Svetlana Nekhorosh

Personal information
- Nationality: Ukraine
- Born: July 22, 1973 (age 52)

Sport
- Sport: long-distance running
- Event(s): 10,000 meters, half marathon, marathon

Achievements and titles
- Personal best(s): 5,000 meters: 15:41.09 10,000 meters: 32:29.6 Half Marathon: 1:14:00 Marathon: 2:35:49

= Svetlana Nekhorosh =

Ukrainian runner

Svetlana Nekhorosh (also known as Svitlana Nekhorosh, Ukrainian: Світлана Нехорош, born July 22, 1973) is a Ukrainian middle- and long-distance runner from Donechchyna, Ukraine. She was the 1999 Ukrainian national champion in the 5,000 meters and 10,000 meters. In 2001, she was the runner-up in the Ukrainian Championship for the same races. She is the winner of multiple notable road races and a top finisher in major international races.

==Early career==
Nekhorosh's national championships took place in Kyiv, Ukraine, in 1999 when she was 26 years old. At the outdoor track on September 21, Nekhorosh bolted from the start of the 10,000 meter race and beat her competitors to finish in 33:09.00. Just two days later, the best in the nation lined up for the 5K. Nekhorosh took the lead and kicked to win in a time of 16:01.05, giving her both national championship titles, something that had only been done previously by Yelena Vyazova.

Two years later, she was back for the 2001 championship races. There she took silver in both races. In the 10,000 meters, she was behind Nataliya Berkut, who would dominate the championships for the next decade. In 2002, she returned to the championship 10,000 again, this time taking third.

==Later career==
Nekhorosh took on several road races in the following years, moving to half marathons and taking second in the Blagnac Half in France, first in the Ciudad de Pamplona Half Marathon, and fourth in the Saint Denis Half Marathon in 1:14:00.

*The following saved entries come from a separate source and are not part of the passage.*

Issue #86, opened 2018-03-14
Problem: FPR docs aren't in main docs repo


sallain:
The Format Policy Registry documentation is located on a branch in the [archivematica-fpr-admin](https://github.com/artefactual/archivematica-fpr-admin) repo. It's hard to remember where it is, and it gets neglected. As it's just a single page, it would be trivial to move the FPR docs to the main documentation repo. This makes sense especially in light of [Archivematica #970](https://github.com/artefactual/archivematica/issues/970), Problem: FPR server should be decoupled from Archivematica.

sromkey:
I agree- @sallain, since I’m working on updating the Pres Planning docs anyway do you want me to take this on and combine the two?

sallain:
@sromkey Go for it!

sallain:
@romkey this got done, right? Are there any remaining tasks to complete?

romkey:
@sallain I don't think this is the @romkey you're looking for :-)

sallain:
@romkey It is not! This is the issue with different Slack names vs Github names 😂 

@sromkey, see above!

sromkey:
Haha, @romkey nice to meet you. Maybe we're long lost relatives! ;)

@sallain, not quite resolved. We resolved it in the 1.7 docs but need a PR from 1.6.1 and earlier because the situation with the FPR server is slightly different in those versions (not decoupled, only turned off).

sallain:
@sromkey I've added the admonition back to 1.4, which is the earliest version of the docs available on the website. I don't think it's worth bothering with anything earlier. I didn't add anything to the FPR docs (https://github.com/artefactual/archivematica-fpr-server/tree/master/docs), as I believe that whole repo will be deleted eventually - let me know if this is incorrect.

sromkey:
That sounds good. I don't know if the repo will be deleted to archived or what, but definitely no need to update them, the idea being that we just won't link them from the website anymore.

PR #156, opened 2018-05-04
Add admonition re: FPR server to 1.6 docs

sallain:
Note that a previous PR pulled in the changes from 1.7. If the admonition looks good, I'll apply it verbatim to previous versions of the docs.

Related to #86.

Also fixes a small formatting issue.


sromkey (approved):
Looks good!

Her first marathon was the Dublin Marathon in October 2003, where she finished sixth. She kept a rigorous road racing schedule afterward, running 10Ks and half marathons primarily. Her first marathon win came in 2005 at the Wrocław Marathon in Poland. Shortly after, she was third in the Košice Peace Marathon in Slovakia. The following year, she was seventh in the 2006 Rome Marathon, finishing in 2:35:49 behind countrywoman Tetyana Hladyr.

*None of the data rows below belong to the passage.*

PR #164, opened 2018-05-17
Use literalinline for bash snippets

scollazo:
This is a proof of concept in order to use the archivemtica-docs as source of truth for installs.

Instead of using `..code::bash` blocks, this pr uses `..literalinclude::` in order to load the bash snippets from external files.

The current naming scheme for the snippets was designed having in mind the following approach for obtaining the list of snippets needed to run an install:

<pre>
find . -iname 'install_centos' | sort
./admin-manual/installation-setup/installation/scripts/10_install_centos-
yum_upgrade.sh
./admin-manual/installation-setup/installation/scripts/20_install_centos-selinux
.sh
./admin-manual/installation-setup/installation/scripts/30_install_centos-
epel_repo.sh
./admin-manual/installation-setup/installation/scripts/40_install_centos-
elasticsearch_repo.sh
./admin-manual/installation-setup/installation/scripts/50_install_centos-
archivematica_repo.sh
</pre>

A single script can be obtained with `find . -iname '*install_centos*' -print0  | sort -z | xargs -r0 cat`

More info about ..literalinclude::  can be found [here](http://www.sphinx-doc.org/en/stable/markup/code.html#includes)

### DIFF
--- a/admin-manual/installation-setup/installation/install-centos.rst
+++ b/admin-manual/installation-setup/installation/install-centos.rst
@@ -20,33 +20,23 @@ Installation instructions
 
    Update your system
 
-   .. code:: bash
-
-      sudo yum update
+   .. literalinclude:: scripts/10_install_centos-yum_upgrade.sh
+      :language: bash
 
    If your environment uses SELinux, at a minimum you will need to run the
    following commands. Additional configuration may be required for your local
    setup.
 
-   .. code:: bash
-
-      # Allow Nginx to use ports 81 and 8001
-      sudo semanage port -m -t http_port_t -p tcp 81
-      sudo semanage port -a -t http_port_t -p tcp 8001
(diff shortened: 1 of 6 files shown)


sallain (commented):
I like this a lot. One thing that I would love to see included is more information about the scripts. Since it looks the same as the codeblock method if you view the page as HTML, there's nothing to indicate to a user that the scripts exist. A short descriptor about the scripts plus some basic info on accessing and using them would be great (maybe a separate page?). It's not really required to approve this PR but it would be a helpful addition.

scollazo:
As @sallain says, if we follow this path, adding a note pointing to the scripts, and may be create the full script as part of the Makefile that updates the docs, would be nice

scollazo:
Replaced by #228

In 2006, Nokhorosh traveled to the United States and stayed in Duluth, Minnesota to run Grandma's Marathon (named after a restaurant), a point-to-point race along the North Shore of Lake Superior. Starting in Two Harbors, Minnesota, Nokhorosh battled top international athletes including Halina Karnatsevich, who had won in 2005. The race stretched out the lead pack on a sunny day, and Karnatsevich defended her title, with Nokhorosh following a few minutes behind in second place. But Karnatsevich had been pumping an anabolic steroid, Stanozolol, into her body, and the drug test administered by USA Track and Field caught the substance. Karnatsevich's 2006 win was stripped from her and Nokhorosh was moved into first, earning her $8,700.